YOUR TASK ▸ Retype the whole listing that follows so that it matches the original exactly.

PROVIDED DATA ▸
========================================

PR #66, opened 2020-01-03
datadog/change_wrong_response_to_metrics

diego-binary:
- Change the log level for Wrong Response in JSONRPC to info instead of warning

========================================

RESULT FOR THIS TASK ▸
PR #66, opened 2020-01-03
datadog/change_wrong_response_to_metrics

diego-binary:
- Change the log level for Wrong Response in JSONRPC to info instead of warning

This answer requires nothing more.